『オレンジビーチ-スリーデイズメイビー』
気を取り直してまた照準鏡を右目に当てる。
ヘルメットに手をやって少し被りなおした敵兵の眉を捉えた瞬間に、耳元で「ガク引きにならないようにしてくださいよ」という香月上等兵の力強く優しい声が聞こえたような気がした。
やっぱり来てくれたんだね ありがとう 北村は胸にそう呟くと落ち着いて引き金を落とした。
初めて射撃教育を受けた時のように、水鳥が着水するような静かさを保って、敵の狙撃銃を発射した。
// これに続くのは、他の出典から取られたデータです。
PR #4386, opened 2023-02-22
Impersonate any process running as the system user instead of LSASS

dlon:
Fixes the issue of the daemon not starting when LSA protection is enabled. Changes:
* Impersonate any service instead of LSASS.
* Skip impersonation if it's not needed at all (i.e., the `mullvadvpn` service).
* Fall back on `%system32%\config\systemprofile\AppData\Local` if all else fails.


pinkisemils (changes requested):
> Reviewed 8 of 12 files at r1.
> *[Reviewable](https://reviewable.io/reviews/mullvad/mullvadvpn-app/4386)* status: 8 of 12 files reviewed, 1 unresolved discussion (waiting on @dlon)

___
*[`windows/nsis-plugins/src/cleanup/cleaningops.cpp` line 79 at r1](https://reviewable.io/reviews/mullvad/mullvadvpn-app/4386#-NOuvbtDDOdmVNXxPuNv:-NOuvbtDDOdmVNXxPuNw:b-3xynlp) ([raw file](https://github.com/mullvad/mullvadvpn-app/blob/7479416268f10bddb8a3c31a64d4bf079ce9058a/windows/nsis-plugins/src/cleanup/cleaningops.cpp#L79)):*
> ```cpp
> 	if (Status::InsufficientBufferSize == result)
> 	{
> 		buffer.resize(bufferSize);
> ```

Should `bufferSize` not be doubled?

pinkisemils (changes requested):
> Reviewed 1 of 12 files at r1.
> *[Reviewable](https://reviewable.io/reviews/mullvad/mullvadvpn-app/4386)* status: 9 of 12 files reviewed, 4 unresolved discussions (waiting on @dlon)

___
*[`mullvad-paths/src/windows.rs` line 64 at r1](https://reviewable.io/reviews/mullvad/mullvadvpn-app/4386#-NOuvvm55FUDAPZjah4m:-NOuvvm55FUDAPZjah4n:b3rqf1l) ([raw file](https://github.com/mullvad/mullvadvpn-app/blob/7479416268f10bddb8a3c31a64d4bf079ce9058a/mullvad-paths/src/windows.rs#L64)):*
> ```XML
> 
>     if current_user_is_system.map_err(|error| {
>         log::error!("is_local_system_user_token failed: {error}");
> ```

Instead of printing the error here, I think this if statement and the last 4 lines of the function could be merged into a match statement like so...
```rust
match is_local_system_user_token(current_token.0) {
    Ok(true) => get_known_folder_path(&FOLDERID_LocalAppData, KF_FLAG_DEFAULT, 0),
    Ok(false) =>     Err(io::Error::new(
        io::ErrorKind::Other,
        "current user is not SYSTEM",
    )),
    Err(err) =>  {
       log::error!(...);
       Err(err)
    }

}
```
___
*[`mullvad-paths/src/windows.rs` line 90 at r1](https://reviewable.io/reviews/mullvad/mullvadvpn-app/4386#-NOux0h-Brab92loqNA3:-NOux0h-Brab92loqNA4:b-3xrhij) ([raw file](https://github.com/mullvad/mullvadvpn-app/blob/7479416268f10bddb8a3c31a64d4bf079ce9058a/mullvad-paths/src/windows.rs#L90)):*
> ```XML
> 
>         let status = unsafe {
>             OpenProcessToken(
> ```

Any reason not to wrap the token in a `Handle`? That way you can avoid having to worry about closing it, and have the logic be a bit clearer further down. 



_Code quote:_
```XML
drop(
```
___
*[`mullvad-paths/src/windows.rs` line 269 at r1](https://reviewable.io/reviews/mullvad/mullvadvpn-app/4386#-NOuxU_lBi-v1ifzyoEM:-NOuxU_lBi-v1ifzyoEN:bo8z6va) ([raw file](https://github.com/mullvad/mullvadvpn-app/blob/7479416268f10bddb8a3c31a64d4bf079ce9058a/mullvad-paths/src/windows.rs#L269)):*
> ```XML
>         io::ErrorKind::NotFound,
>         "Could not find matching process",
>     ))
> ```

This could be shortened via `result.ok_or(io::Error::new(...))`

dlon (commented):
> *[Reviewable](https://reviewable.io/reviews/mullvad/mullvadvpn-app/4386)* status: 7 of 13 files reviewed, 4 unresolved discussions (waiting on @pinkisemils)

___
*[`mullvad-nsis/src/lib.rs` line 53 at r1](https://reviewable.io/reviews/mullvad/mullvadvpn-app/4386#-NOuyqc1-2ftuc2QtF5j:-NOxh-52DfCj7NVux1lv:b-bdzyaf) ([raw file](https://github.com/mullvad/mullvadvpn-app/blob/7479416268f10bddb8a3c31a64d4bf079ce9058a/mullvad-nsis/src/lib.rs#L53)):*

This statement should come before `return Status::InsufficientBufferSize;`
</blockquote></details>

Done. I'm glad you spotted that.
___
*[`mullvad-paths/src/windows.rs` line 64 at r1](https://reviewable.io/reviews/mullvad/mullvadvpn-app/4386#-NOuvvm55FUDAPZjah4m:-NOxgceO2vGmSGoKZVWx:b-896fix) ([raw file](https://github.com/mullvad/mullvadvpn-app/blob/7479416268f10bddb8a3c31a64d4bf079ce9058a/mullvad-paths/src/windows.rs#L64)):*

Instead of printing the error here, I think this if statement and the last 4 lines of the function could be merged into a match statement like so...
```rust
match is_local_system_user_token(current_token.0) {
    Ok(true) => get_known_folder_path(&FOLDERID_LocalAppData, KF_FLAG_DEFAULT, 0),
    Ok(false) =>     Err(io::Error::new(
        io::ErrorKind::Other,
        "current user is not SYSTEM",
    )),
    Err(err) =>  {
       log::error!(...);
       Err(err)
    }

}
```
</blockquote></details>

Done.
___
*[`mullvad-paths/src/windows.rs` line 90 at r1](https://reviewable.io/reviews/mullvad/mullvadvpn-app/4386#-NOux0h-Brab92loqNA3:-NOxgndb3mun-tuYe4Uw:b-896fix) ([raw file](https://github.com/mullvad/mullvadvpn-app/blob/7479416268f10bddb8a3c31a64d4bf079ce9058a/mullvad-paths/src/windows.rs#L90)):*

Any reason not to wrap the token in a `Handle`? That way you can avoid having to worry about closing it, and have the logic be a bit clearer further down. 
</blockquote></details>

Done.
___
*[`mullvad-paths/src/windows.rs` line 269 at r1](https://reviewable.io/reviews/mullvad/mullvadvpn-app/4386#-NOuxU_lBi-v1ifzyoEM:-NOxgoaPBFGnYxVX8KPy:bpgahgw) ([raw file](https://github.com/mullvad/mullvadvpn-app/blob/7479416268f10bddb8a3c31a64d4bf079ce9058a/mullvad-paths/src/windows.rs#L269)):*

This could be shortened via `result.ok_or(io::Error::new(...))` 
</blockquote></details>

How exactly? We don't have a result here. And storing the result and breaking out of the loop seems more complicated.

faern (changes requested):
> *[Reviewable](https://reviewable.io/reviews/mullvad/mullvadvpn-app/4386)* status: 7 of 13 files reviewed, 5 unresolved discussions (waiting on @dlon and @pinkisemils)

___
*[`mullvad-paths/src/windows.rs` line 45 at r3](https://reviewable.io/reviews/mullvad/mullvadvpn-app/4386#-NOyQxuI8jFMQcUA5qdI:-NOyQxuI8jFMQcUA5qdJ:b-uqiuo5) ([raw file](https://github.com/mullvad/mullvadvpn-app/blob/0428112d84f33264de9ff57aedef32faf1459ae7/mullvad-paths/src/windows.rs#L45)):*
> ```XML
>     let result = get_appdata_as_system_user()
>         .or_else(|error| {
>             log::error!("get_appdata_as_system_user failed: {error}");
> ```

Will this not log "get_appdata_as_system_user failed: current user is not SYSTEM" every time this is called as a non-SYSTEM user? Since that's not an error path but rather a well known case where we will fall back, I don't think we should error-log this or not log it at all.

I think that either the function `get_appdata_as_system_user` should return `Result<Option<PathBuf>>` where `Ok(None)` means "nothing went wrong, but you are not the system user" OR, maybe even better, have the `is_local_system_user_token` call be done outside, and the responsibility of `get_appdata_as_system_user` is just to actually get the path and not check the permission.

faern (changes requested):
> *[Reviewable](https://reviewable.io/reviews/mullvad/mullvadvpn-app/4386)* status: 7 of 13 files reviewed, 6 unresolved discussions (waiting on @dlon and @pinkisemils)

___
*[`mullvad-paths/src/windows.rs` line 52 at r3](https://reviewable.io/reviews/mullvad/mullvadvpn-app/4386#-NOyS-IL9ntOraRwEdF8:-NOyS-IM5UMtjIBG1w2v:b-vtfxva) ([raw file](https://github.com/mullvad/mullvadvpn-app/blob/0428112d84f33264de9ff57aedef32faf1459ae7/mullvad-paths/src/windows.rs#L52)):*
> ```XML
>             infer_appdata_from_system()
>         });
>     if unsafe { RevertToSelf() } == 0 {
> ```

The `RevertToSelf` code is not paired with the code impersonating someone else. So IMO it becomes hard to see where the impersonation happens and validate that `RevertToSelf` is only called in relevant scenarios.

I think a better structure would be:

```rust
{
    impersonate();
    do_thing_as_other_user();
    RevertToSelf();
}
```
To have it be symmetrical and easy to match. It could be in a helper function that takes a closure and runs the closure as the impersonated user, reverts to self and returns the result of the closure.

pinkisemils (changes requested):
> Reviewed 1 of 12 files at r1, 2 of 4 files at r2, 3 of 3 files at r3, all commit messages.
> *[Reviewable](https://reviewable.io/reviews/mullvad/mullvadvpn-app/4386)* status: all files reviewed, 5 unresolved discussions (waiting on @dlon)

___
*[`.github/workflows/daemon.yml` line 146 at r3](https://reviewable.io/reviews/mullvad/mullvadvpn-app/4386#-NOyQCsG5ts_qA7NaK4o:-NOyQCsHDpbwZRY9z5sx:bta5rup) ([raw file](https://github.com/mullvad/mullvadvpn-app/blob/0428112d84f33264de9ff57aedef32faf1459ae7/.github/workflows/daemon.yml#L146)):*
> ```YAML
>         with:
>           toolchain: stable
>           target: i686-pc-windows-msvc
> ```

Will this still build x64 binaries of  the daemon?
___
*[`mullvad-paths/src/windows.rs` line 269 at r1](https://reviewable.io/reviews/mullvad/mullvadvpn-app/4386#-NOuxU_lBi-v1ifzyoEM:-NOxiBQ543kDdsGzDoJp:b-30uuzw) ([raw file](https://github.com/mullvad/mullvadvpn-app/blob/7479416268f10bddb8a3c31a64d4bf079ce9058a/mullvad-paths/src/windows.rs#L269)):*

How exactly? We don't have a result here. And storing the result and breaking out of the loop seems more complicated.
</blockquote></details>

```rust
let result = pid_bufffer.find_map(|process| -> Result<Option<Process>>{ ..}); 
```
Or something like that, I presume? But that might be too nitpicky here.

dlon (commented):
> *[Reviewable](https://reviewable.io/reviews/mullvad/mullvadvpn-app/4386)* status: all files reviewed, 5 unresolved discussions (waiting on @faern and @pinkisemils)

___
*[`.github/workflows/daemon.yml` line 146 at r3](https://reviewable.io/reviews/mullvad/mullvadvpn-app/4386#-NOyQCsG5ts_qA7NaK4o:-NOy_Wy12C0ZoFRlZRde:b-gmk7wv) ([raw file](https://github.com/mullvad/mullvadvpn-app/blob/0428112d84f33264de9ff57aedef32faf1459ae7/.github/workflows/daemon.yml#L146)):*

Will this still build x64 binaries of  the daemon?
</blockquote></details>

Yes. This is added as an additional target.
___
*[`mullvad-paths/src/windows.rs` line 45 at r3](https://reviewable.io/reviews/mullvad/mullvadvpn-app/4386#-NOyQxuI8jFMQcUA5qdI:-NOy_5dS9d4Y-atU-Y0X:b-pm3ty) ([raw file](https://github.com/mullvad/mullvadvpn-app/blob/0428112d84f33264de9ff57aedef32faf1459ae7/mullvad-paths/src/windows.rs#L45)):*

Will this not log "get_appdata_as_system_user failed: current user is not SYSTEM" every time this is called as a non-SYSTEM user? Since that's not an error path but rather a well known case where we will fall back, I don't think we should error-log this or not log it at all.

I think that either the function `get_appdata_as_system_user` should return `Result<Option<PathBuf>>` where `Ok(None)` means "nothing went wrong, but you are not the system user" OR, maybe even better, have the `is_local_system_user_token` call be done outside, and the responsibility of `get_appdata_as_system_user` is just to actually get the path and not check the permission.
</blockquote></details>

I'm tempted to log nothing here, as we already have logging in `get_appdata_as_system_user`. Would that work as well?
___
*[`mullvad-paths/src/windows.rs` line 52 at r3](https://reviewable.io/reviews/mullvad/mullvadvpn-app/4386#-NOyS-IL9ntOraRwEdF8:-NOyT23_AsYA_FZxbSKW:b-ozqo5q) ([raw file](https://github.com/mullvad/mullvadvpn-app/blob/0428112d84f33264de9ff57aedef32faf1459ae7/mullvad-paths/src/windows.rs#L52)):*

The `RevertToSelf` code is not paired with the code impersonating someone else. So IMO it becomes hard to see where the impersonation happens and validate that `RevertToSelf` is only called in relevant scenarios.

I think a better structure would be:

```rust
{
    impersonate();
    do_thing_as_other_user();
    RevertToSelf();
}
```
To have it be symmetrical and easy to match. It could be in a helper function that takes a closure and runs the closure as the impersonated user, reverts to self and returns the result of the closure.
</blockquote></details>

Agreed. If it's possible to revert the impersonation immediately after `OpenThreadToken` succeeds, it would be a lot more readable.

faern (changes requested):
> *[Reviewable](https://reviewable.io/reviews/mullvad/mullvadvpn-app/4386)* status: all files reviewed, 5 unresolved discussions (waiting on @dlon and @pinkisemils)

___
*[`mullvad-paths/src/windows.rs` line 45 at r3](https://reviewable.io/reviews/mullvad/mullvadvpn-app/4386#-NOyQxuI8jFMQcUA5qdI:-NOygh4E-paXeEIj5sV8:b-e5dsox) ([raw file](https://github.com/mullvad/mullvadvpn-app/blob/0428112d84f33264de9ff57aedef32faf1459ae7/mullvad-paths/src/windows.rs#L45)):*

I'm tempted to log nothing here, as we already have logging in `get_appdata_as_system_user`. Would that work as well?
</blockquote></details>

The logging is one thing. Yes, I think it's an improvement to not log. But I think that's only a minor part of my point here. The main point is that I think the different functions have hard to understand responsibilities.

faern (changes requested):
> *[Reviewable](https://reviewable.io/reviews/mullvad/mullvadvpn-app/4386)* status: all files reviewed, 5 unresolved discussions (waiting on @dlon and @pinkisemils)

___
*[`mullvad-paths/src/windows.rs` line 45 at r3](https://reviewable.io/reviews/mullvad/mullvadvpn-app/4386#-NOyQxuI8jFMQcUA5qdI:-NOyitb27r_0KM8TigFS:b8yjana) ([raw file](https://github.com/mullvad/mullvadvpn-app/blob/0428112d84f33264de9ff57aedef32faf1459ae7/mullvad-paths/src/windows.rs#L45)):*

The logging is one thing. Yes, I think it's an improvement to not log. But I think that's only a minor part of my point here. The main point is that I think the different functions have hard to understand responsibilities.
</blockquote></details>

The current impl of `get_appdata_as_system_user` looks more like it should be named `get_appdata_if_system_user`. Because it does not become the system user (the "as" part), but it gets the app data *if* it's the system user. And `get_appdata_as_admin` looks like what's it's actually doing is `get_appdata_as_system_user` since what it does is elevate to system user and then gets the app data path?

Can't this be implemented more like

```rust
let mut is_impersonating = false;
if !is_system_user() {
    is_impersonating = true;
    impersonate();
}
let appdata_path = get_known_folder_path(...).or_else(|error| {
    log::error!("Failed to get AppData path: {error}");
    infer_appdata_from_system()
});
if is_impersotating {
    RevertToSelf();
}
appdata_path
```

I'm probably simplifying too much here since this seems extremely complicated. But I'm convinced there is some code structure that would improve the readability somewhat.

faern (changes requested):
> *[Reviewable](https://reviewable.io/reviews/mullvad/mullvadvpn-app/4386)* status: all files reviewed, 6 unresolved discussions (waiting on @dlon and @pinkisemils)

___
*[`mullvad-paths/src/windows.rs` line 129 at r3](https://reviewable.io/reviews/mullvad/mullvadvpn-app/4386#-NOykY9WBIkzBnOsZSlw:-NOykY9WBIkzBnOsZSlx:b46kx6b) ([raw file](https://github.com/mullvad/mullvadvpn-app/blob/0428112d84f33264de9ff57aedef32faf1459ae7/mullvad-paths/src/windows.rs#L129)):*
> ```XML
> 
> /// If all else fails, infer the AppData path from the system directory.
> fn infer_appdata_from_system() -> io::Result<PathBuf> {
> ```

"infer from system" reads to me like we make the system compute the app data path for us. But in reality we infer it from the **system directory**, which is a very different thing. I think the name of this function can be made clearer.

dlon (commented):
> *[Reviewable](https://reviewable.io/reviews/mullvad/mullvadvpn-app/4386)* status: all files reviewed, 6 unresolved discussions (waiting on @faern and @pinkisemils)

___
*[`mullvad-paths/src/windows.rs` line 45 at r3](https://reviewable.io/reviews/mullvad/mullvadvpn-app/4386#-NOyQxuI8jFMQcUA5qdI:-NOyiu133r70qUimFGWp:bxw2t5m) ([raw file](https://github.com/mullvad/mullvadvpn-app/blob/0428112d84f33264de9ff57aedef32faf1459ae7/mullvad-paths/src/windows.rs#L45)):*

The current impl of `get_appdata_as_system_user` looks more like it should be named `get_appdata_if_system_user`. Because it does not become the system user (the "as" part), but it gets the app data *if* it's the system user. And `get_appdata_as_admin` looks like what's it's actually doing is `get_appdata_as_system_user` since what it does is elevate to system user and then gets the app data path?

Can't this be implemented more like

```rust
let mut is_impersonating = false;
if !is_system_user() {
    is_impersonating = true;
    impersonate();
}
let appdata_path = get_known_folder_path(...).or_else(|error| {
    log::error!("Failed to get AppData path: {error}");
    infer_appdata_from_system()
});
if is_impersotating {
    RevertToSelf();
}
appdata_path
```

I'm probably simplifying too much here since this seems extremely complicated. But I'm convinced there is some code structure that would improve the readability somewhat.
</blockquote></details>

I agree with the "if" part. "As" is ambiguous/misleading here. `get_appdata_as_admin` should really be called `get_appdata_if_admin` as well.

It can't be implemented like that. `RevertToSelf` is (confusingly) only paired with `ImpersonateSelf`. `SHGetKnownFolderPath` also impersonates the access token we pass in, but I doubt that we are supposed to revert this ourselves.

What we probably could do is obtain the token first (NULL if the current user is already system) and then call `get_known_folder_path`:

```rust
// hopefully we can just call `RevertSelf` in this function before returning
let thread_token = get_current_thread_token();

// token == null if current user is system, otherwise it enumerates the processes, etc.
let token = get_system_user_token(thread_token);

get_known_folder_path(...).or_else(|error| {
    log::error!("Failed to get AppData path: {error}");
    infer_appdata_from_system()
});
```

Do you find this any less confusing?

dlon (commented):
> *[Reviewable](https://reviewable.io/reviews/mullvad/mullvadvpn-app/4386)* status: 12 of 13 files reviewed, 5 unresolved discussions (waiting on @faern and @pinkisemils)

___
*[`mullvad-nsis/src/lib.rs` line 3 at r5](https://reviewable.io/reviews/mullvad/mullvadvpn-app/4386#-NP1vrkN9GSSOE6xfNms:-NP1vrkN9GSSOE6xfNmt:b-ikh83m) ([raw file](https://github.com/mullvad/mullvadvpn-app/blob/e2568b56e76a43dee9f69a82e7f98dbaeab788d8/mullvad-nsis/src/lib.rs#L3)):*
> ```XML
> #![cfg(all(target_arch = "x86", target_os = "windows"))]
> 
> // TODO: add logging
> ```

We probably don't really need logging. But if we do, the way to go might be to add a `mullvad_get_last_error` function and store it using thread-local storage that we update using `set_last_error(new_error: Box<&[u16]>)`, or something like that.

pinkisemils (approved):
> *[Reviewable](https://reviewable.io/reviews/mullvad/mullvadvpn-app/4386)* status: all files reviewed, 3 unresolved discussions (waiting on @faern)

___
*[`mullvad-paths/src/windows.rs` line 128 at r4](https://reviewable.io/reviews/mullvad/mullvadvpn-app/4386#-NOzG08e24bLv3sRJzQJ:-NPHGpOA8JEcP1y7qmhg:b4c9lyr) ([raw file](https://github.com/mullvad/mullvadvpn-app/blob/6d2a2739905c4a645309165840a75484023dc6ff/mullvad-paths/src/windows.rs#L128)):*

I changed this to a panic. From docs:

> If RevertToSelf fails, your application continues to run in the context of the client, which is not appropriate. You should shut down the process if RevertToSelf fails.
</blockquote></details>

:thumbsup:

pinkisemils (commented):
> Reviewed 2 of 3 files at r6, all commit messages.
> *[Reviewable](https://reviewable.io/reviews/mullvad/mullvadvpn-app/4386)* status: 12 of 13 files reviewed, 3 unresolved discussions (waiting on @faern)

faern (commented):
> *[Reviewable](https://reviewable.io/reviews/mullvad/mullvadvpn-app/4386)* status: 12 of 13 files reviewed, 1 unresolved discussion (waiting on @dlon and @pinkisemils)

___
*[`mullvad-nsis/src/lib.rs` line 7 at r5](https://reviewable.io/reviews/mullvad/mullvadvpn-app/4386#-NPHrDoeB6bGJKto4gIf:-NPHrDoeB6bGJKto4gIg:b-ss0a80) ([raw file](https://github.com/mullvad/mullvadvpn-app/blob/e2568b56e76a43dee9f69a82e7f98dbaeab788d8/mullvad-nsis/src/lib.rs#L7)):*
> ```XML
> use std::{os::windows::ffi::OsStrExt, panic::UnwindSafe, ptr};
> 
> macro_rules! check {
> ```

This macro is only used in a single place. Do we have known future usage of it? Otherwise I'd argue that it would be shorter and more easily readable to just inline this code in the single callsite.

pinkisemils (approved):
> Reviewed 1 of 3 files at r6.
> *[Reviewable](https://reviewable.io/reviews/mullvad/mullvadvpn-app/4386)* status: all files reviewed, 1 unresolved discussion (waiting on @dlon)

pinkisemils (changes requested):
> *[Reviewable](https://reviewable.io/reviews/mullvad/mullvadvpn-app/4386)* status: all files reviewed, 2 unresolved discussions (waiting on @dlon)

___
*[`mullvad-nsis/src/lib.rs` line 3 at r5](https://reviewable.io/reviews/mullvad/mullvadvpn-app/4386#-NP1vrkN9GSSOE6xfNms:-NPIsjHa-r74N2tuQio7:b-88uo7e) ([raw file](https://github.com/mullvad/mullvadvpn-app/blob/e2568b56e76a43dee9f69a82e7f98dbaeab788d8/mullvad-nsis/src/lib.rs#L3)):*

We probably don't really need logging. But if we do, the way to go might be to add a `mullvad_get_last_error` function and storing it using thread-local storage that we update using `set_last_error(new_error: Box<&[u16]>)`, or something like that.
</blockquote></details>

This TODO comment is a big vague - either remove it and let's not have logging, or add logging, or at least elaborate the concerns as to why logging isn't added now and when should it be added.

dlon (commented):
> *[Reviewable](https://reviewable.io/reviews/mullvad/mullvadvpn-app/4386)* status: 12 of 13 files reviewed, 1 unresolved discussion (waiting on @pinkisemils)

___
*[`mullvad-nsis/src/lib.rs` line 3 at r5](https://reviewable.io/reviews/mullvad/mullvadvpn-app/4386#-NP1vrkN9GSSOE6xfNms:-NPIzayS-dffpvLXo4uf:bdhfidp) ([raw file](https://github.com/mullvad/mullvadvpn-app/blob/e2568b56e76a43dee9f69a82e7f98dbaeab788d8/mullvad-nsis/src/lib.rs#L3)):*

This TODO comment is a big vague - either remove it and let's not have logging, or add logging, or at least elaborate the concerns as to why logging isn't added now and when should it be added.
</blockquote></details>

Done. The only reason not to log is that I think it's not likely to valuable.

pinkisemils (approved):
> *[Reviewable](https://reviewable.io/reviews/mullvad/mullvadvpn-app/4386)* status: :shipit: complete! all files reviewed, all discussions resolved

___
*[`mullvad-nsis/src/lib.rs` line 3 at r5](https://reviewable.io/reviews/mullvad/mullvadvpn-app/4386#-NP1vrkN9GSSOE6xfNms:-NPJ1SFt4Cl2Gy5bxJ9t:bg90yg3) ([raw file](https://github.com/mullvad/mullvadvpn-app/blob/e2568b56e76a43dee9f69a82e7f98dbaeab788d8/mullvad-nsis/src/lib.rs#L3)):*

Done. The only reason not to log is that I think it's not likely to valuable.
</blockquote></details>

I agree, and if doing a thing brings no value, let's not do said thing :smile:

照準鏡の中で敵はゆっくりとくずおれて前のめりに倒れた。
いっせいに叫び声が上がり、伏せた敵達からのめくらめっぽうの射撃が始まった。
後ずさりした北村は、累々と横たわる無惨な友軍に別れを告げて連絡通路を求めて奥へと走り込んだ。
暗い岩肌を見つめながら懸命に進む。
入口付近で手榴弾らしき爆発音と喊声が数回したが気にも留めず、やっと見つけた通路をひたすらに進んだ。
次第に死臭が薄れ、敵の気配も遠ざかっていく。
奴らは絶対に深追いをしてこない。
せいぜい入口をドーザーか戦車を使って土砂で埋めるぐらいだ。
蝶はいつのまにかいなくなっていた。
歩みを早めながら、北村は香月の声を思い出していた。
本当にありがとう また会いたいよ 香月上等兵。
聞いてもらいたいこと 聞きたいこと たくさんあるんだ。
さっきはありがとう。
あの時、敵は迫ってくるのに、僕はどこか物悲しい気持ちにとらわれようとしてた。
あんなに敵愾心に燃えていたのに、今、僕が撃とうとしているあいつは、戦友を黒焦げにしたやつじゃないんだなんて馬鹿な考えにつかまろうとしていたんだよ。
迷ったり、ためらったりしている場合じゃないのに。
これは僕の弱さだろうか?
しっかりしないといけないね。
敵もまた、たぶんなんのためらいもなく任務に邁進してるんだから。
揺るぎない自信に満ちた平素の香月の表情を北村は思い浮かべて自分に活を入れようとした。
自分は将校になるんだから、どんなすさまじい状況下に置かれても、動揺したりグラついたら駄目だ。
もっと成長しないと香月上等兵のような素晴らしい部下達を引っ張ってはいけないぞ。
北村は前方から洩れ聞こえてくる微かな日本語に耳を澄ませた。
むごたらしい激戦をかいくぐって、彼は主陣地帯の一角に合流することに成功したのだった。